Hot Keys and Cache Stampedes

#Introduction

One key becomes popular.

It might be a viral post, a celebrity profile, a contest leaderboard, or a product launch page. Suddenly every request hits the same cache node.

If the key expires at the same time, every request may also hit the database.

That is the hot key and cache stampede problem.

This article is part of the distributed-cache cluster of concepts: Databases & Caching explains the basic cache-aside pattern, Cache Eviction Internals explains memory pressure, and Consistent Hashing explains key ownership. The full applied problem is Design a Distributed Cache.

#Hot Keys

A hot key is a key whose traffic is far above the average shard load.

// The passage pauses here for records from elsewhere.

PR #771, opened 2017-04-13
[ELY-986] Method equals for MatchRule throws java.lang.IllegalStateException

iweiss:
Issue: https://issues.jboss.org/browse/ELY-986

### DIFF
--- a/src/main/java/org/wildfly/security/auth/client/MatchPortRule.java
+++ b/src/main/java/org/wildfly/security/auth/client/MatchPortRule.java
@@ -46,6 +46,10 @@ class MatchPortRule extends MatchRule {
         return other.getMatchPort() == port && parentHalfEqual(other);
     }
 
+    public int getMatchPort() {
+        return port;
+    }
+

Consistent hashing spreads keys across nodes, but it does not split one key. If tweet:123 receives 500,000 reads per second, the node that owns tweet:123 receives that traffic.

Mitigations include:

local L1 cache in application workers
replica reads for hot keys
key splitting for read-only values
CDN or edge cache when values are public
request rate limiting for expensive keys

Hot keys should be detected through per-key or sampled telemetry. You cannot mitigate what you cannot see. This is also why sharding discussions should include skew, not just average distribution.

#Cache Stampede

A stampede happens when many requests miss the cache at once.

Common causes:

popular key expires
cache node restarts
deploy clears all local caches
upstream dependency becomes slow

Without protection:

10,000 requests -> cache miss -> 10,000 database reads

With request coalescing:

10,000 requests -> one refresh -> 9,999 wait or serve stale

#Mitigation Patterns

The standard toolbox:

singleflight/request coalescing
stale-while-revalidate
probabilistic early refresh
TTL jitter
negative caching for missing keys
circuit breakers around the database
hot key replication
client-side L1 cache

Stale-while-revalidate is often the best interview answer for read-heavy systems. Serve the last known value briefly after expiry while one worker refreshes it in the background.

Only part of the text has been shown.